Conserving Judicial Resources

Petitioner Wood argues that a prohibition preventing appellate courts from raising limitations defenses conserves judicial resources in three primary ways; first, Wood asserts that such a rule is simple and easy to enforce, thus saving courts from conducting intensive inquiries as to whether to raise such a defense on their own. See Brief for Petitionerat 27. Second, Wood claims that a rule prohibiting courts from raising timeliness defenses sua sponte will ensure that this potentially dispositive issue is raised before the courts address the merits of a case. Seeid.Finally, according to Wood, a prohibition on raising sua sponte limitations defenses discourages “sandbagging”—a strategic delay in which a party withholds one defense in the hope of succeeding on other defenses. See id.

Respondent Kevin Milyard argues that, contrary to Wood’s assertion, allowing courts to raise timeliness defenses sua sponte will actually conserve judicial resources. See Brief for Respondent at 26–27. According to Milyard, letting a court raise such a defense on its own motion will let the court “screen out” frivolous habeas claims, in order to focus its limited resources on claims with actual merit. See id.at 27To find for Wood, Milyard argues, would be to misuse limited judicial resources and frustrate the process of real justice for proper claims. See id. The United States, as amicus curiae, asserts that the conservation of judicial resources is especially important in the habeas setting, because the costs of hearing habeas petitions are “societal costs” that extend beyond the costs to the parties. See Brief of Amicus Curiae United States in Support of Respondent at 16. Thus, the United States argues, the “gatekeeping” function of courts in this context would be frustrated by preventing courts from raising timeliness defenses on their own motion. See id.
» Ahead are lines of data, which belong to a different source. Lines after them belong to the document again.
PR #8401, opened 2020-02-13
Dismiss "migration notification" after leaving migration activity..

pocmo:
For https://github.com/mozilla-mobile/android-components/issues/5886.

With this patch we will dismiss the "migration completed" notification once the users
clicks on the button in the migration activity.

Needs https://github.com/mozilla-mobile/android-components/pull/5927 in AC before it can land.


pocmo:
> Are we going to dismiss the notification when tapping on it, as well?

Ah, let me check that.

pocmo:
No, currently we do that. I'll prepare a patch, but that will have to land in AC.

pocmo:
Follow-up in AC: https://github.com/mozilla-mobile/android-components/pull/5935

PR #8402, opened 2020-02-13
For #8143: Allow add-on popups to display prompts

### LINKED ISSUE #8143: [Bug]uBlock settings freeze after tapping the "Reset to default settings" button
## Prerequisites
Have uBlock Origin installed.

## Steps to reproduce
1. From the Add-ons manager tap on uBlock Origins
2. Tap and open "Settings"
3. Swipe down Settings section tap the  "Reset to default settings" button

### Expected behavior
A confirmation prompt asking the user to confirm the reset of Ublock to factory settings should be displayed.
After the user confirms the reset, he should be able to access the other Settings sections (e.g. "File lists, "My filters" etc.)  

### Actual behavior
After tapping the button you can't access the other Settings sections (e.g. "File lists, "My filters" etc.)  

### Device information

* Android device: 
• Google Pixel 3a XL (Android 10)
• Google Pixel 3a (Android 9)
• Huawei Mate 20 Lite (Android 8.1.0)
• Samsung Galaxy S7 (Android 7.0.0)
• OnePlus A3 (Android 6.0.1)
• LG Nexus 4 (Android 5.1.1)

* Fenix version: Nightly #20370604 from 2/6

### Notes
<details>
    <summary>Video comparison between Fennec VS Fenix (dropdown)</summary>

► Fenix

►Fennec

</details>

csadilek:
This is a refactoring to introduce a base class for our add-on popup fragments. The base class now also brings in the `PromptFeature` to fix #8143.

### DIFF
--- a/app/src/main/java/org/mozilla/fenix/addons/AddonPopupBaseFragment.kt
+++ b/app/src/main/java/org/mozilla/fenix/addons/AddonPopupBaseFragment.kt
@@ -1,0 +1,106 @@
+/* This Source Code Form is subject to the terms of the Mozilla Public
+ * License, v. 2.0. If a copy of the MPL was not distributed with this
+ * file, You can obtain one at http://mozilla.org/MPL/2.0/. */
+
+package org.mozilla.fenix.addons
+
+import android.os.Bundle
+import android.view.View
+import androidx.fragment.app.Fragment
+import androidx.navigation.fragment.NavHostFragment.findNavController
+import androidx.navigation.fragment.findNavController
+import mozilla.components.browser.state.action.ContentAction
+import mozilla.components.browser.state.action.CustomTabListAction
+import mozilla.components.browser.state.state.CustomTabSessionState
+import mozilla.components.browser.state.state.EngineState
+import mozilla.components.browser.state.state.SessionState
+import mozilla.components.browser.state.state.createCustomTab
+import mozilla.components.concept.engine.EngineSession
+import mozilla.components.concept.engine.prompt.PromptRequest
+import mozilla.components.concept.engine.window.WindowRequest
+import mozilla.components.feature.prompts.PromptFeature
+import mozilla.components.support.base.feature.ViewBoundFeatureWrapper
+import org.mozilla.fenix.ext.requireComponents
+
+/**
+ * Provides shared functionality to our fragments for add-on settings and
+ * browser/page action popups.
+ */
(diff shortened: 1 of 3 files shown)


app/src/main/java/org/mozilla/fenix/addons/AddonPopupBaseFragment.kt
```diff
@@ -0,0 +1,105 @@
...
+                    session.id,
+                    promptRequest
+                )
+            )
+        }
+    }
+
+    override fun onWindowRequest(windowRequest: WindowRequest) {
+        if (windowRequest.type == WindowRequest.Type.CLOSE) {
+            activity?.onBackPressed()
```
psymoon: I think `findNavController().popBackStack()` is better here to keep it consistent.

app/src/main/java/org/mozilla/fenix/addons/WebExtensionActionPopupFragment.kt
```diff
@@ -44,7 +41,7 @@ class WebExtensionActionPopupFragment : Fragment(), EngineSession.Observer {
     ): View? {
         // Grab the [EngineSession] from the store when the view is created if it is available.
         if (engineSession == null) {
-            engineSession = coreComponents.store.state.extensions[args.webExtensionId]?.popupSession
+            createSession(coreComponents.store.state.extensions[args.webExtensionId]?.popupSession)
```
psymoon: What about when we consume the `popupSession` from the store below?

app/src/main/java/org/mozilla/fenix/addons/AddonPopupBaseFragment.kt
csadilek: OK, this isn't a change I made, but let me try.

app/src/main/java/org/mozilla/fenix/addons/WebExtensionActionPopupFragment.kt
csadilek: What about it :) ?

psymoon: Shouldn't we make sure to dispatch `AddCustomTabAction` for that as well?

csadilek: @psymoon no, we don't need to do that, as this is handled by the base class in createView/destroyView.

Preserving the Adversarial System

Wood asserts that, in addition to conserving judicial resources, a rule preventing courts from raising timeliness defenses sua sponte strengthens the adversarial system that forms the bedrock of the American judicial system. See Brief for Petitioner at 27. Wood argues that the traditional American approach to justice requires that parties raise issues themselves, and that preventing a court from raising an issue on its own motion preserves this tradition. See id.at 33–34. To hold otherwise, according to Wood, would allow courts to cross the line from judging to acting as an advocate for a party. See id.at 33. In addition, Wood asserts that a rule against raising sua sponte limitations defenses advances the “appearance of impartiality,” by preventing courts from intervening on one party’s behalf. See id.at 27.
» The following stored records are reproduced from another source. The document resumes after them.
Issue #8277, opened 2020-02-10
Update branding for fennecBeta build type


pocmo:
- [x] App name
- [x] Launcher icons
- [x] Homescreen header
- [x] Widget logo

Respondent Milyard counters Wood’s assertions by arguing that habeas proceedings present a less adversarial setting than does most litigation, and that adversarial principles are counterbalanced by other considerations in the habeas context. See Brief of Respondent at 26. According to Milyard, federal review of state court convictions should be done carefully, so as not to upset the “mutual respect” between state and federal courts. See id.Milyard asserts that habeas proceedings entail “profound societal costs” impacting interests other than those of the parties. See id.For these reasons, Milyard argues, habeas proceedings are not designed to be “purely" adversarial. See id.at 38. The United States similarly argues that allowing overly liberal review of habeas petitions undermines the redistributive and deterrent functions of criminal law by impinging on the finality of state court decisions. See Brief of United States at 15.

Conclusion 

This case will address whether an appellate court can raise sua sponte a 28 U.S.C. § 2244(d) statute of limitations defense that was waived or forfeited by a party at the district court level. Petitioner Patrick Wood argues that the state waived its statute of limitations defense, and that an appellate court cannot raise sua sponte a statute of limitations defense following a failure by the party to raise the defense at the district court. In opposition, Respondent Kevin Milyard argues that appellate courts do have authority to raise sua sponte a statute of limitations defense, as long as the defense was not intelligently waived at the district court level. The Supreme Court's decision will impact the process by which courts review habeas petitions.